Work request: Lines from the line with "(diff shortened: 1 of 1 files shown)" to the line with "pitlv2109: Done. Thanks!" in the entries below, and only those, must be output exactly, with both ends included.

Material to process:
┌────────

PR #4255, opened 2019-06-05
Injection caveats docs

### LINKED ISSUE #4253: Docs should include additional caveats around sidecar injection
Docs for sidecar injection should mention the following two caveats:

└────────
┌────────

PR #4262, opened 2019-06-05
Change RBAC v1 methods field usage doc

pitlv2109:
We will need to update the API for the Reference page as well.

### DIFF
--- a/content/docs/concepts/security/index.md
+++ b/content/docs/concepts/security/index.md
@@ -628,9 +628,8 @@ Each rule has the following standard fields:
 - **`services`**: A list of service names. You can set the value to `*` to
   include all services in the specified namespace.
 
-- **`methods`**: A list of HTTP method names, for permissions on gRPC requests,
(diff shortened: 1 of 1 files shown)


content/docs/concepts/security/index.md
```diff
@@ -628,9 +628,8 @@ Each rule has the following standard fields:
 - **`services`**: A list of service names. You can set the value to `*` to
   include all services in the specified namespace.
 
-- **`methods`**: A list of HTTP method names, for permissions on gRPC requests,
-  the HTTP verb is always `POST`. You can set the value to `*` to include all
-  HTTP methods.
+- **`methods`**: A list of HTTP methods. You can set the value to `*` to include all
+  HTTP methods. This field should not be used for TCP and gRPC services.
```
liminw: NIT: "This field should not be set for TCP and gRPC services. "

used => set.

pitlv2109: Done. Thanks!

└────────

Task output:
(diff shortened: 1 of 1 files shown)


content/docs/concepts/security/index.md
```diff
@@ -628,9 +628,8 @@ Each rule has the following standard fields:
 - **`services`**: A list of service names. You can set the value to `*` to
   include all services in the specified namespace.
 
-- **`methods`**: A list of HTTP method names, for permissions on gRPC requests,
-  the HTTP verb is always `POST`. You can set the value to `*` to include all
-  HTTP methods.
+- **`methods`**: A list of HTTP methods. You can set the value to `*` to include all
+  HTTP methods. This field should not be used for TCP and gRPC services.
```
liminw: NIT: "This field should not be set for TCP and gRPC services. "

used => set.

pitlv2109: Done. Thanks!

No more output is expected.